THE PROBLEM. From the top of the records below, return each line exactly, ending with the line that contains "[the remark this".

Collected data.
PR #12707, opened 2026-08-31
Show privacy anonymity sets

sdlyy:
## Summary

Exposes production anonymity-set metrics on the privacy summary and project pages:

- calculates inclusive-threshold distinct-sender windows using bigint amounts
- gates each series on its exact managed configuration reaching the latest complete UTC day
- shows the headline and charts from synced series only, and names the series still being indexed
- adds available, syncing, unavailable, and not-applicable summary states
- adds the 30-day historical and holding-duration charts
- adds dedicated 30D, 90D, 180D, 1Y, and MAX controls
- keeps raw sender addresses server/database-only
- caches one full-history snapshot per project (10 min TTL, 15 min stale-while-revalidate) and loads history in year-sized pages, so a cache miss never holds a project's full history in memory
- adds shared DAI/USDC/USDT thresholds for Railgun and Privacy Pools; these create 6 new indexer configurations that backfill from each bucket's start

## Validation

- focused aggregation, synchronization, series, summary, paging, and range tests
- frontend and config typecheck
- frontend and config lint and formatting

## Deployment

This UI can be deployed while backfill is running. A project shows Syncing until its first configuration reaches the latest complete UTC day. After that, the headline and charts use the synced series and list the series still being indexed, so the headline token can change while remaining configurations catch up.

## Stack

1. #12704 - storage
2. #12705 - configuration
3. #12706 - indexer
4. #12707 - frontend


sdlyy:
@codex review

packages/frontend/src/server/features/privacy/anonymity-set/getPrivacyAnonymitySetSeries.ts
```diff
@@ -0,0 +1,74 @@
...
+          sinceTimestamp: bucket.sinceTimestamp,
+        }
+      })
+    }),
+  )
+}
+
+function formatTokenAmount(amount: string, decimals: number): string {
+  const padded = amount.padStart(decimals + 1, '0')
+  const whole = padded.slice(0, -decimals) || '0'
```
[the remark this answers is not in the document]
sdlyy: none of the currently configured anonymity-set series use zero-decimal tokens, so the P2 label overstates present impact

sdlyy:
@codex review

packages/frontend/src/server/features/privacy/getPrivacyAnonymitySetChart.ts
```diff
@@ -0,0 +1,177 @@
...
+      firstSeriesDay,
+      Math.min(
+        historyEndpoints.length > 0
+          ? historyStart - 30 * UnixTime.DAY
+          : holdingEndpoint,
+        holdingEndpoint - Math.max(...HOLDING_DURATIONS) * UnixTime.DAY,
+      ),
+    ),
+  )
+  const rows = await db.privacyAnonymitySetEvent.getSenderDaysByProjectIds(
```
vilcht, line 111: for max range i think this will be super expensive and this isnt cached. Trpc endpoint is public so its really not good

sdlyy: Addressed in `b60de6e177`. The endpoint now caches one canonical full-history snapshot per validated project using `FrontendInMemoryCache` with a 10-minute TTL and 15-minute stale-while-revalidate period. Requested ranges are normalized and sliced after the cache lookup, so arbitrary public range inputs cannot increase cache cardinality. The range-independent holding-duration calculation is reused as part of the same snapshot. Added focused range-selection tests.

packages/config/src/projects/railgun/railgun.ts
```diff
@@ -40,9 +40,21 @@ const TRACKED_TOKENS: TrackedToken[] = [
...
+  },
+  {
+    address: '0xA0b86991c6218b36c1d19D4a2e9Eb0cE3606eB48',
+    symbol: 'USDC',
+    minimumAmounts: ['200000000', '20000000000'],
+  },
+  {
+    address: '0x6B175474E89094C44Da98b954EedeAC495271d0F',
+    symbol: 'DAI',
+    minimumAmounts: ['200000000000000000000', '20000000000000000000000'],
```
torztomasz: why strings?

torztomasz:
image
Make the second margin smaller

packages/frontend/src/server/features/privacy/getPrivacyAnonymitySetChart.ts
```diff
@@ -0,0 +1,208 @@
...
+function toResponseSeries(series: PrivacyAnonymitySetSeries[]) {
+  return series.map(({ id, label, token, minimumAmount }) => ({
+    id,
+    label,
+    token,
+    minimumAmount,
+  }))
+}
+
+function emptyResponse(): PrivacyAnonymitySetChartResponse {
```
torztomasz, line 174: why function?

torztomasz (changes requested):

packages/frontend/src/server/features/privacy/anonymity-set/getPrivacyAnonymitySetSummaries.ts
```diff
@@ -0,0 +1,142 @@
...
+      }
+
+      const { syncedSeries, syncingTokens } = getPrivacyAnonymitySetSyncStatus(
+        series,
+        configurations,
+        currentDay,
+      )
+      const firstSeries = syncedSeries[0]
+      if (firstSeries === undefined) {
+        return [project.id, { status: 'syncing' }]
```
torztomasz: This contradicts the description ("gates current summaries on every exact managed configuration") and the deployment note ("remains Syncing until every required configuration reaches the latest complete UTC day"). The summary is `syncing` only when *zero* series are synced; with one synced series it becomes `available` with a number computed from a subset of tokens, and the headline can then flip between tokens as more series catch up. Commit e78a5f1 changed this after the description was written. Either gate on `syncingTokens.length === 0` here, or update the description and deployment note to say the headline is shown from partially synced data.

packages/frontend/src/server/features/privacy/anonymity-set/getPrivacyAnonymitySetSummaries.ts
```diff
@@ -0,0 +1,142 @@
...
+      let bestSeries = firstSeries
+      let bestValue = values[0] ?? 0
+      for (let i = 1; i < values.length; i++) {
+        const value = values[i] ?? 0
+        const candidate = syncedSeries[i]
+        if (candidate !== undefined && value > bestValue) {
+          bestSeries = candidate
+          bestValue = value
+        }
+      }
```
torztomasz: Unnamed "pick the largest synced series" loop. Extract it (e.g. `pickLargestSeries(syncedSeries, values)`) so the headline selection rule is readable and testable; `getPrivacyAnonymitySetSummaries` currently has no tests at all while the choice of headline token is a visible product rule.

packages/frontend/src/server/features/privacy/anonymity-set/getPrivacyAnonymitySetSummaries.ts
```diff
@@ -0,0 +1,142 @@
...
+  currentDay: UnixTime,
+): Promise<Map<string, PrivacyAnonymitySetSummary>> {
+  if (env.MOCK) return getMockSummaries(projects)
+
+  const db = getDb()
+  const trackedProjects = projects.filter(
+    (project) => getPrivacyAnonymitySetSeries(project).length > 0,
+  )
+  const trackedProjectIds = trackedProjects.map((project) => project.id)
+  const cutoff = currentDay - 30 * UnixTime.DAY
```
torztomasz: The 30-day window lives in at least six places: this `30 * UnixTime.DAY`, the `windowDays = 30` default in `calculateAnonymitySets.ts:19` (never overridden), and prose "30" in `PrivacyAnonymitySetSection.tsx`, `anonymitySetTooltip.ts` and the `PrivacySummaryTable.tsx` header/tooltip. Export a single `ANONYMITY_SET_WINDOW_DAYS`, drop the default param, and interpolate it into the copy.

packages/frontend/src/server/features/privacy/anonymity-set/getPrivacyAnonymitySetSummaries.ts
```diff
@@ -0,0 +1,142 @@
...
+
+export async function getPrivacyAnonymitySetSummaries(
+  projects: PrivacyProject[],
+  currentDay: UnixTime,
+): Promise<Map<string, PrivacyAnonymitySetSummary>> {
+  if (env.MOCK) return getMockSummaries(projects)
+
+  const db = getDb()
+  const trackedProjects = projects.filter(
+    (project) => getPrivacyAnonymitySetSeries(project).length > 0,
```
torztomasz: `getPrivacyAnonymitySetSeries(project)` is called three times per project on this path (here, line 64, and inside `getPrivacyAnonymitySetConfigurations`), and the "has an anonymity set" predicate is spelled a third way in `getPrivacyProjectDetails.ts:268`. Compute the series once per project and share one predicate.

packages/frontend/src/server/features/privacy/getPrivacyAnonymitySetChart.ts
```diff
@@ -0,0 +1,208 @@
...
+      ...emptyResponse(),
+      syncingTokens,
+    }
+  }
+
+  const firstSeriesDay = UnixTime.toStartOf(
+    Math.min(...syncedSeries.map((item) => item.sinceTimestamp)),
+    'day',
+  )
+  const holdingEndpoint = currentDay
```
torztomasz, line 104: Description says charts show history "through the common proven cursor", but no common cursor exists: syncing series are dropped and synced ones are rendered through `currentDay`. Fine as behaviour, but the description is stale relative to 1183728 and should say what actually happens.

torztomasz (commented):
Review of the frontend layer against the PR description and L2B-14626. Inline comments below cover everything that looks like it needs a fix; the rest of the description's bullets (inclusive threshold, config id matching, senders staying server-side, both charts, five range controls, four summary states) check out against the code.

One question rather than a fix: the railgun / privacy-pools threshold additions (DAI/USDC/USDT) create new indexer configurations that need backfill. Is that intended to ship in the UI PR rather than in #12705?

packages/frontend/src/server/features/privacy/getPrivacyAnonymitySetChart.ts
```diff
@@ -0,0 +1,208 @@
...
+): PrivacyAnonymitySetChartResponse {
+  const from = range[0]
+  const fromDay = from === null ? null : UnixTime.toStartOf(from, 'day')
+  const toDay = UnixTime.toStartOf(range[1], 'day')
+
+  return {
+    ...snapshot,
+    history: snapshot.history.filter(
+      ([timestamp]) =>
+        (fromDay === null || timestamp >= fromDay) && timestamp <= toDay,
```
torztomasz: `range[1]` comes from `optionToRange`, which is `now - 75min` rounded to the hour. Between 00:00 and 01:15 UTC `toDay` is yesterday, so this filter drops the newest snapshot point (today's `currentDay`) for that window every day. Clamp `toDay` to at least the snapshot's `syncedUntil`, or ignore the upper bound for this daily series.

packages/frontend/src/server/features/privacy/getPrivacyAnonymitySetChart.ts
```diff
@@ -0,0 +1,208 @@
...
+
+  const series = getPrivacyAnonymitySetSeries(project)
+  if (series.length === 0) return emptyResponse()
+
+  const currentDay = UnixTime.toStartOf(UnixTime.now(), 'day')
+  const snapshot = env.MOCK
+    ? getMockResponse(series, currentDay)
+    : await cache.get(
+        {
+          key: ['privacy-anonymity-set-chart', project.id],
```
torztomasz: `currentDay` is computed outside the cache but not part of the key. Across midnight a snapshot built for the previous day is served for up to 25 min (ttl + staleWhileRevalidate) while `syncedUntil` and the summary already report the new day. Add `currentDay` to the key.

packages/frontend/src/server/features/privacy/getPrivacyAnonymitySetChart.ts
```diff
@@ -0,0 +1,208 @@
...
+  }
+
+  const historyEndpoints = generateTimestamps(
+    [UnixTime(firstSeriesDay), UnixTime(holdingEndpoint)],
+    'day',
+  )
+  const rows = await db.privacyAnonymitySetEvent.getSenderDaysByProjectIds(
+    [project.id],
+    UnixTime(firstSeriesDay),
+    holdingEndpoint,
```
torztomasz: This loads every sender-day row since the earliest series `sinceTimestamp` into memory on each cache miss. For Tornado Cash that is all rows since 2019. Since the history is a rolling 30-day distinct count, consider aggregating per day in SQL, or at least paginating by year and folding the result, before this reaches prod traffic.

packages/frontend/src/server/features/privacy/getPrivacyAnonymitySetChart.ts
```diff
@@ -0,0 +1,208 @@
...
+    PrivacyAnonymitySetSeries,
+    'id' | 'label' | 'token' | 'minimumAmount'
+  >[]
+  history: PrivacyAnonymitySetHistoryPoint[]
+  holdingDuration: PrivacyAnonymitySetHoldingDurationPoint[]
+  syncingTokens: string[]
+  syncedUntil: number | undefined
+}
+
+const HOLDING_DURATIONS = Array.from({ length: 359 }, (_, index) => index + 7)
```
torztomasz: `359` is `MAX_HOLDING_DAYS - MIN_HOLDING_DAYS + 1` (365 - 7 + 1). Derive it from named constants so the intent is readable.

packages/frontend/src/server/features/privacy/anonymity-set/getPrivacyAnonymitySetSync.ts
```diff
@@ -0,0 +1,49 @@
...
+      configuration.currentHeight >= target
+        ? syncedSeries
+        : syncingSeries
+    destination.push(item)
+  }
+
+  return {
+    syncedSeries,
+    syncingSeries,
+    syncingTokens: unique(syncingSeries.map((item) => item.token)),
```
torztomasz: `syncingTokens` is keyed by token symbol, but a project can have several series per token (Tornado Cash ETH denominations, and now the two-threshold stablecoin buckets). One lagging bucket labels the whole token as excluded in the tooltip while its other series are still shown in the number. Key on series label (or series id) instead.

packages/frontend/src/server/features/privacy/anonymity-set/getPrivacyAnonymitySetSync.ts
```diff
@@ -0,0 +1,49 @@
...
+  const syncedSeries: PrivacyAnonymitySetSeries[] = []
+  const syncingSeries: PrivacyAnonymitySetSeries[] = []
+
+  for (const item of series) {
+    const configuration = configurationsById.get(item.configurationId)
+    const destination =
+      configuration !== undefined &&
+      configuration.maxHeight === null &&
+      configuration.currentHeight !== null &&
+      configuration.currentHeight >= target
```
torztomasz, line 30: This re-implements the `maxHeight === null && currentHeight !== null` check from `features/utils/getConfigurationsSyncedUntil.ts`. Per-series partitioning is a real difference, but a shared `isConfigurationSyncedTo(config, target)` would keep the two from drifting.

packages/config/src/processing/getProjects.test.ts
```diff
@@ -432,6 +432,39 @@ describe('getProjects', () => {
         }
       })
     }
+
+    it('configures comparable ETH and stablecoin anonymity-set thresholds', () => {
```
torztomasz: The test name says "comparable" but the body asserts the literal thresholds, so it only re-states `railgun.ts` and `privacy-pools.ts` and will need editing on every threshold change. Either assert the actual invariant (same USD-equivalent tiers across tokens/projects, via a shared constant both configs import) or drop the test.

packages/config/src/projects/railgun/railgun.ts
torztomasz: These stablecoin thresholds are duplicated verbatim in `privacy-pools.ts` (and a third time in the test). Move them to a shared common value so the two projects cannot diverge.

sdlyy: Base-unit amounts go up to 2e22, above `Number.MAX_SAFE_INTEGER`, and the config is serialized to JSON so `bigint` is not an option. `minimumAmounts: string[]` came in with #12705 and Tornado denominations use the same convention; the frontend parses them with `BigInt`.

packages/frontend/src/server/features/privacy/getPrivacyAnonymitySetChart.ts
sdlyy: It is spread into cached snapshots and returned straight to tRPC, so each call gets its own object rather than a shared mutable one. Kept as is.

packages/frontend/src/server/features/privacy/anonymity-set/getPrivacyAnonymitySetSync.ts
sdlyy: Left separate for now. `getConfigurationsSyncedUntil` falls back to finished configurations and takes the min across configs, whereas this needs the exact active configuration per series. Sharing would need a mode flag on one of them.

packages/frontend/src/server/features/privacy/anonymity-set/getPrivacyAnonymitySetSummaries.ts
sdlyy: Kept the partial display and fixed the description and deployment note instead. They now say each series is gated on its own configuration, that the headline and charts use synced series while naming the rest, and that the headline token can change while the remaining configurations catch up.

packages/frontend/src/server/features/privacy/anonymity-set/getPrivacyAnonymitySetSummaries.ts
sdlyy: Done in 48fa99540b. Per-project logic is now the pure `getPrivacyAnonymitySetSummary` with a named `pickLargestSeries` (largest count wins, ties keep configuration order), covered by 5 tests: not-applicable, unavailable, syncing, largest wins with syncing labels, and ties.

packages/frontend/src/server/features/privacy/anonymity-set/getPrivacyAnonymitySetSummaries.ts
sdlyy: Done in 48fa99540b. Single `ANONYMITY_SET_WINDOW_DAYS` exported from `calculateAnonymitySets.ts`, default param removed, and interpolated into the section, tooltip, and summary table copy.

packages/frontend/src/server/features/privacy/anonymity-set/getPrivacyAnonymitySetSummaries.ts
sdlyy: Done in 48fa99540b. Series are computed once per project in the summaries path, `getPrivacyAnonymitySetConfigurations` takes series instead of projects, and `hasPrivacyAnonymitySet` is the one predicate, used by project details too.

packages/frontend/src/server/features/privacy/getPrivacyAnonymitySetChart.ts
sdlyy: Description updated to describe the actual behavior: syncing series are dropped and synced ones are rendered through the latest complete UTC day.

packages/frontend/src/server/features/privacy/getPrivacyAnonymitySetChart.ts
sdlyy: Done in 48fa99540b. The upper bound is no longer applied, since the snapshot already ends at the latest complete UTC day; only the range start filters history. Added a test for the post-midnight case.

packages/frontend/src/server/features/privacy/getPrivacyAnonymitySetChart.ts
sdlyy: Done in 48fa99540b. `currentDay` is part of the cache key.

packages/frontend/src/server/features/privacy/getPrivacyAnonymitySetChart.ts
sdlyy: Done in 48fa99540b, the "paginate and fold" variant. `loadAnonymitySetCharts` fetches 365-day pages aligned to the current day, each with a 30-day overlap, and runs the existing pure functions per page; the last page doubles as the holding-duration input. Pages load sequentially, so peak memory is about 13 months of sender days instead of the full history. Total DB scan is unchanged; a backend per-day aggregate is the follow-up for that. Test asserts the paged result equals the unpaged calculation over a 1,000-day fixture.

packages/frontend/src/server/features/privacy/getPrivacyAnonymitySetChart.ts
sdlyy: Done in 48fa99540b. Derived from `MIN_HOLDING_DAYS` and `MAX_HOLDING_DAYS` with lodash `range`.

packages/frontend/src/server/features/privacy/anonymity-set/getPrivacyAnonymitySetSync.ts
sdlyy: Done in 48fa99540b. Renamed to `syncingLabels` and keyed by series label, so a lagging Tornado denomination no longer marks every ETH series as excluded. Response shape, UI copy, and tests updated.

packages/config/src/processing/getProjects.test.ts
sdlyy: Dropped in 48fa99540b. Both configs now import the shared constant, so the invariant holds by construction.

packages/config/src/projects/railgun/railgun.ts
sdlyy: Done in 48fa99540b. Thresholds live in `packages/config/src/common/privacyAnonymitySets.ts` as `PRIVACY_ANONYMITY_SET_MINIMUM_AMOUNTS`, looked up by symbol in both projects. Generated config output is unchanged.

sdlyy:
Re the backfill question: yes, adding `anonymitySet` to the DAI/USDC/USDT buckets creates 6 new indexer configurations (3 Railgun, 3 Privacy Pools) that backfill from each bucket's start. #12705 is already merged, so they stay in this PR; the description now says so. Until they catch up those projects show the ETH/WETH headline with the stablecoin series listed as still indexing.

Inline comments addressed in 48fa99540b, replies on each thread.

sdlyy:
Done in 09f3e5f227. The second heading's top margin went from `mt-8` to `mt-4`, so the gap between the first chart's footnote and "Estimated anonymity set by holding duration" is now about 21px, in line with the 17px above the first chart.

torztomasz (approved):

TASK OUTPUT.
PR #12707, opened 2026-08-31
Show privacy anonymity sets

sdlyy:
## Summary

Exposes production anonymity-set metrics on the privacy summary and project pages:

- calculates inclusive-threshold distinct-sender windows using bigint amounts
- gates each series on its exact managed configuration reaching the latest complete UTC day
- shows the headline and charts from synced series only, and names the series still being indexed
- adds available, syncing, unavailable, and not-applicable summary states
- adds the 30-day historical and holding-duration charts
- adds dedicated 30D, 90D, 180D, 1Y, and MAX controls
- keeps raw sender addresses server/database-only
- caches one full-history snapshot per project (10 min TTL, 15 min stale-while-revalidate) and loads history in year-sized pages, so a cache miss never holds a project's full history in memory
- adds shared DAI/USDC/USDT thresholds for Railgun and Privacy Pools; these create 6 new indexer configurations that backfill from each bucket's start

## Validation

- focused aggregation, synchronization, series, summary, paging, and range tests
- frontend and config typecheck
- frontend and config lint and formatting

## Deployment

This UI can be deployed while backfill is running. A project shows Syncing until its first configuration reaches the latest complete UTC day. After that, the headline and charts use the synced series and list the series still being indexed, so the headline token can change while remaining configurations catch up.

## Stack

1. #12704 - storage
2. #12705 - configuration
3. #12706 - indexer
4. #12707 - frontend


sdlyy:
@codex review

packages/frontend/src/server/features/privacy/anonymity-set/getPrivacyAnonymitySetSeries.ts
```diff
@@ -0,0 +1,74 @@
...
+          sinceTimestamp: bucket.sinceTimestamp,
+        }
+      })
+    }),
+  )
+}
+
+function formatTokenAmount(amount: string, decimals: number): string {
+  const padded = amount.padStart(decimals + 1, '0')
+  const whole = padded.slice(0, -decimals) || '0'
```
[the remark this answers is not in the document]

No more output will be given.